Rasmussen is still in the lead of the stage. He is now 10" ahead of the yellow jersey's peloton. Voeckler lost contact briefly but he has now raced back to the middle of this large pack that is now being led by Rubiera of the US Postal team.


16 H 18 - Voeckler Now In Trouble...
Thomas Voeckler has slipped off the back of the US Postal-led peloton. He lost about 20 meters but has just rejoined this group.


16 H 18 - 2km To Climb...
The peloton is now 2km from the summit of the Col d'Aspin. The rain has eased but the road is still very wet.


16 H 17 - 170km Raced
The peloton is 27.5km from the finish. It is 13" behind Rasmussen who attacked 4km from the top of the Col d'Aspin.


16 H 16 - Landis Leads Peloton
Floyd Landis is now at the front of the yellow jersey's peloton. The leader of the stage is still Rasmussen. The Danish Rabobank rider has a lead of 13".


16 H 15 - Voeckler Still In Peloton
The yellow jersey is still in touch with the peloton even though numerous riders have been spat out the back during the ascent of the Col d'Aspin.


16 H 14 - Martinez Caught By Peloton
The peloton has just caught Egoi Martinez. US Postal still lead the bunch. At the moment it's George Hincapie at the head of the pack which is 13" behind Rasmussen.

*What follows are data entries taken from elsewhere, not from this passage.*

PR #284, opened 2022-05-09
Fix for Refs to dynamic (1, N) blocks

ManifoldFR:
This PR:

* adds tests where user takes (1,n) or (n,1) blocks of matrices as `Eigen::Ref` and returns them to NumPy
* fixes the corner case where (n,1) was taken
* builds on fix for `RowMajor` in 471b8d65bff9240239e6d490100d97074a429952

### DIFF
--- a/include/eigenpy/numpy-allocator.hpp
+++ b/include/eigenpy/numpy-allocator.hpp
@@ -70,8 +70,7 @@ struct NumpyAllocator<Eigen::Ref<MatType, Options, Stride> > {
 
     if (NumpyType::sharedMemory()) {
       const int Scalar_type_code = Register::getTypeCode<Scalar>();
-      const npy_int R = (npy_int)mat.rows();
-      const bool reverse_strides = MatType::IsRowMajor || (R == 1);
+      const bool reverse_strides = MatType::IsRowMajor || (mat.rows() == 1);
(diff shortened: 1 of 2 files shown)


include/eigenpy/numpy-allocator.hpp
```diff
@@ -70,11 +70,12 @@ struct NumpyAllocator<Eigen::Ref<MatType, Options, Stride> > {
 
     if (NumpyType::sharedMemory()) {
       const int Scalar_type_code = Register::getTypeCode<Scalar>();
-
-      Eigen::DenseIndex inner_stride = MatType::IsRowMajor ? mat.outerStride()
-                                                           : mat.innerStride(),
-                        outer_stride = MatType::IsRowMajor ? mat.innerStride()
-                                                           : mat.outerStride();
+      const npy_int R = (npy_int)mat.rows();
+      const bool reverse_strides = MatType::IsRowMajor || (R == 1);
```
jcarpent, line 74:
```suggestion
      const bool reverse_strides = MatType::IsRowMajor || (mat.rows() == 1);
```

jcarpent (changes requested):
One quick minor change ;)

ManifoldFR:
Writing a commit for the const<EigenRef> case now

jcarpent (approved):

PR #291, opened 2022-07-14
cmake: relocatable package for recent CMake versions

nim65s:
Hi,

This enable some recent CMake features when they are available:
1. stop linking to libpython.so as this is not necessary. And actually, it's not even a problem if this lib is not available on the build or run system. Plus it get stripped anyway when `--as-needed` is activated.
2. provide only references to cmake targets instead of hardcoded absolute path in exported modules.

Enabling 2. allows to move around the installed project and / or its dependencies without issues, which is a required thing when we build / install on a dynamic location to ensure a proper isolation. 

This PR shouldn't change anything for older systems.


CMakeLists.txt
```diff
@@ -200,13 +215,23 @@ SET(${PROJECT_NAME}_SOURCES
...
   $<BUILD_INTERFACE:${CMAKE_CURRENT_BINARY_DIR}/include>
   $<INSTALL_INTERFACE:include>)
 
+if(TARGET Eigen3::Eigen)
+  TARGET_LINK_LIBRARIES(${PROJECT_NAME} PUBLIC Eigen3::Eigen)
+else()
+  TARGET_INCLUDE_DIRECTORIES(${PROJECT_NAME} SYSTEM PUBLIC ${EIGEN3_INCLUDE_DIR})
+endif()
+
+if(TARGET Python3::NumPy)
```
jcarpent, line 227: Maybe we should add an helper function in the cmake module to accound the linkage of a target to NumPy?

nim65s:
Ok, I'll move that into the JRL cmakemodule

jcarpent:
> Ok, I'll move that into the JRL cmakemodule

Perfect. I will simplify future adjustments.

nim65s:
CI looks OK, except for the job requiring https://github.com/jrl-umi3218/jrl-cmakemodules/pull/518 to be merged first

PR #1667, opened 2019-01-16
Changed FlattenHeaders to explicitly handle Type_Header and Type_Struct

hanw:


hanw:
I have another data structure that is a subclass of Type_StructLike, which I am not willing to flatten by this pass. This pass is a little too general for me.

mbudiu-vmw:
then you should check explicitly for the classes that need to be flattened.

hesingh:
The pass is FlattenHeader and as the name signifies, it's flattening starts with a header which has a struct to be flattened.  Such a header flattening will fail.  You will see once you invoke 'make check' tests will fail.  Give us till tomorrow to think how to address your use case.

hanw:
@hesingh I am hoping we can make this pass more precise and to only flattens Type_Struct, Type_Header and Type_HeaderStack. Nothing else.

hesingh:
> @hesingh I am hoping we can make this pass more precise and to only flattens Type_Struct, Type_Header and Type_HeaderStack. Nothing else.

Midend passes in FlattenInterfaceStructs and NestedStructs flatten Type_Struct.  This is why the FlattenHeaders pass only deals with flattening Type_Header.   I will get back wrt Type_HeaderStack.

hesingh:
Regarding Header stack, the FlattenHeaders pass supports it.  See this test.

testdata/p4_16_samples/stack-bvec-bmv2.p4

Additionally, see this code in flattenHeaders.cpp which takes care of any Header stack.

```
bool FindHeaderTypesToReplace::preorder(const IR::Type_Header* type) {
    // check if header has structs in it and create flat replacement if it does
    for (auto f : type->fields) {
        auto ft = map->typeMap->getType(f, true);
        if (ft->is<IR::Type_Struct>()) {
            map->createReplacement(type);
            break;
        }
    }
    return false;
}
```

16 H 13 - Martinez Drops From Lead...
Rasmussen is now on his own at the front of the stage. He has dropped Egoi Martinez and has a lead on the peloton (still led by US Postal) of 12".


16 H 13 - 12" Lead Now
Rasmussen and Martinez are looking strong at the front of the stage. They have a lead of 12".


16 H 12 - Leaders 4km From Summit
Martinez and Rasmussen are now 4km from the summit of the Col d'Aspin. They have a lead of 10" on the peloton which has just gotten rid of Boogerd.


16 H 11 - Simeoni Caught By Peloton
Simeoni has been caught by the peloton. The two stage leaders are now Rasmussen (RAB) and Martinez (EUS).


16 H 11 - Rasmussen & Martinez Attack Peloton
Simeoni is now ahead of two counter-attacking riders. Rasmussen and Martinez are about 50 meters ahead of the peloton.


16 H 10 - Simeoni Attacks Moreau And Virenque
Simeoni has dropped Moreau and Virenque at the front of the stage. Virenque is now in the peloton that is being led by the US Postal team.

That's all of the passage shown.